» **The problem**: Among the records below, find each line bearing the word "PathBuf" and copy it.

» **Collected data**:

PR #2012, opened 2023-04-05
ref(buffering): Refactor relay config

olksdr:
Refactor the configuration setup for persistent buffering:
* add the top level `spool` option
* currently `spool` contains the `envelopes` configuration - this is done this way because we are planning to add more spooling to more places, which might require different setup
* add very rough estimate of how many envelopes can we fit into configured memory limit - should we have some pre-defined minimum which we must enforce?  

#skip-changelog

### DIFF
--- a/relay-config/src/config.rs
+++ b/relay-config/src/config.rs
@@ -764,7 +764,11 @@ pub struct EnvelopeSpool {
     /// If not set the befault is 524288000 bytes (500MB).
     #[serde(default = "spool_envelopes_max_disk_size")]
     max_disk_size: usize,
-    /// The maximum number of envelopes to keep in the memory buffer before spooling them to disk.
+    /// The maximum bytes to keep in the memory buffer before spooling envelopes to disk, in bytes.
+    ///
+    /// This is a hard upper bound. Internally, this is converted to an envelope count by dividing
+    /// this number by the maximum envelope size, so in practice, because the avg. envelope
+    /// size is well below the maximum, we start spooling to disk long before this hard limit is reached.
     #[serde(default = "spool_envelopes_max_memory_size")]
     max_memory_size: usize,
 }
--- a/relay-config/src/config.rs
+++ b/relay-config/src/config.rs
@@ -726,31 +726,66 @@ impl Default for Http {
     }
 }
 
-fn buffer_max_connections() -> u32 {
-    30
+/// Default for max memory size, 500 MB.
+fn spool_envelopes_max_memory_size() -> usize {
+    524288000
 }
 
-fn buffer_min_connections() -> u32 {
+/// Default for max disk size, 500 MB.
+fn spool_envelopes_max_disk_size() -> usize {
+    524288000
+}
+
+/// Default for min connections to keep open in the pool.
+fn spool_envelopes_min_connections() -> u32 {
     10
 }
 
-/// Controls internal caching behavior.
+/// Default for max connections to keep open in the pool.
+fn spool_envelopes_max_connections() -> u32 {
+    20
+}
+
+/// Persistent buffering configuration for incoming envelopes.
 #[derive(Debug, Clone, Serialize, Deserialize)]
-pub struct PersistentBuffer {
-    /// The path to the persistent buffer file.
-    path: PathBuf,
+pub struct EnvelopeSpool {
+    /// The path to the persistent spool file.
+    ///
+    /// If set, this will enable the buffering for incoming envelopes.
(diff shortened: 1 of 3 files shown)


relay-server/src/actors/project_buffer.rs
```diff
@@ -243,15 +243,19 @@ impl BufferService {
...
             let spool_config = BufferSpoolConfig {
                 db,
-                max_disk_size: config.cache_persistent_buffer_max_disk_size(),
-                max_memory_size: config.cache_persistent_buffer_max_memory_size(),
+                max_disk_size: config.spool_envelopes_max_disk_size(),
+                // It is a rough extimation for how many envelopes we can fit in the
+                // configured memory limit, taking that 1 enveloper is 1 MB.
+                //
+                // TODO: Can we calculate the size of the envelope?
+                max_envelopes_count: config.spool_envelopes_max_memory_size() / (1024 * 1024),
```
jjbayer: Something like this?

```suggestion
                max_envelopes_count: config.spool_envelopes_max_memory_size() / config.max_envelope_size(),
```

relay-config/src/config.rs
```diff
@@ -726,31 +726,66 @@ impl Default for Http {
...
+    #[serde(default = "spool_envelopes_min_connections")]
     min_connections: u32,
     /// The maximum size of the buffer to keep, in bytes.
     ///
-    /// If not set the befault is 10737418240 bytes or 10 GB.
-    max_disk_size: Option<usize>,
+    /// If not set the befault is 524288000 bytes (500MB).
+    #[serde(default = "spool_envelopes_max_disk_size")]
+    max_disk_size: usize,
     /// The maximum number of envelopes to keep in the memory buffer before spooling them to disk.
```
```suggestion
    /// The maximum bytes to keep in the memory buffer before spooling envelopes to disk, in bytes.
    ///
    /// This is a hard upper bound. Internally, this is converted to an envelope count by dividing this number by the maximum envelope size, so in practice, because the avg. envelope size is well below the maximum, we start spooling to disk long before this hard limit is reached.
```

jjbayer (changes requested):

relay-server/src/actors/project_buffer.rs
olksdr: done in [15f57c7](https://github.com/getsentry/relay/pull/2012/commits/15f57c7a6b6d26639f69f7c74c864e2ff441c495)

relay-config/src/config.rs
olksdr: also done in [15f57c7](https://github.com/getsentry/relay/pull/2012/commits/15f57c7a6b6d26639f69f7c74c864e2ff441c495)

jjbayer (approved):

relay-config/src/config.rs
```diff
@@ -726,31 +726,70 @@ impl Default for Http {
...
-    #[serde(default = "buffer_min_connections")]
+    #[serde(default = "spool_envelopes_min_connections")]
     min_connections: u32,
     /// The maximum size of the buffer to keep, in bytes.
     ///
-    /// If not set the befault is 10737418240 bytes or 10 GB.
-    max_disk_size: Option<usize>,
-    /// The maximum number of envelopes to keep in the memory buffer before spooling them to disk.
-    max_memory_size: Option<usize>,
+    /// If not set the befault is 524288000 bytes (500MB).
```
iker-barriocanal, line 764: I wonder if, when generating the docs for this value, it could be possible to include the docs of the default value. Could be an interesting feature for the compiler or whatever is in charge of doing it.

relay-config/src/config.rs
```diff
@@ -1699,63 +1734,34 @@ impl Config {
...
     }
 
-    /// Returns `true` if the persistent envelope buffer is enabled, `false` otherwise.
-    pub fn cache_persistent_buffer_enabled(&self) -> bool {
-        self.values.cache.persistent_envelope_buffer.is_some()
-    }
-
     /// Returns the path of the buffer file if the `cache.persistent_envelope_buffer.path` is configured.
-    pub fn cache_persistent_buffer_path(&self) -> Option<PathBuf> {
+    pub fn spool_envelopes_path(&self) -> Option<PathBuf> {
```
iker-barriocanal, line 1738: I don't know what best practices are, but should we panic or something if the config has `spool.envelopes` without a path? It's basically wrong config.

iker-barriocanal (commented):
Post-close review with a couple of questions, the PR looks good.

PR #2013, opened 2023-04-05
feat: Apply schema validation to all topics in local development

untitaker:
Alternative to https://github.com/getsentry/relay/pull/1981 -- apply
schema validation to all outgoing messages when Relay runs in
development mode.

This means that messages are validated as part of integration tests.

The additional dependencies are compiled unconditionally, but unused
in release builds. The only way to conditionally compile them is to
introduce yet another featureflag, but that seems burdensome to use
since we use `--all-features` everywhere right now. We have had similar
issues introducing optional SSL support in Kafka a long time ago, IIRC

This validation does _not_ run in sentry's local development because (I think)
it uses release builds there. In order to make that happen we could add
a "validate schemas" flag to config.yml, off by default.


relay-kafka/src/producer/mod.rs
```diff
@@ -36,6 +39,10 @@ pub enum ClientError {
     #[error("failed to serialize json message")]
     InvalidJson(#[source] serde_json::Error),
 
+    /// Failed to run schema validation on message.
```
jjbayer, line 46: Can this be conditional?

```suggestion
    #[cfg(debug_assertions)]
    /// Failed to run schema validation on message.
```

relay-kafka/src/producer/schemas.rs
```diff
@@ -0,0 +1,73 @@
...
+}
+
+pub fn validate_message_schema(topic: KafkaTopic, message: &[u8]) -> Result<(), SchemaError> {
+    let default_assignments = TopicAssignments::default();
+    let logical_topic_name = match default_assignments.get(topic) {
+        TopicAssignment::Primary(logical_topic_name) => logical_topic_name,
+        _ => return Err(SchemaError::InvalidLogicalTopic),
+    };
+
+    let schema = match sentry_kafka_schemas::get_schema(logical_topic_name, None) {
```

» **Solution to the exercise**:
-    path: PathBuf,
-    pub fn cache_persistent_buffer_path(&self) -> Option<PathBuf> {
+    pub fn spool_envelopes_path(&self) -> Option<PathBuf> {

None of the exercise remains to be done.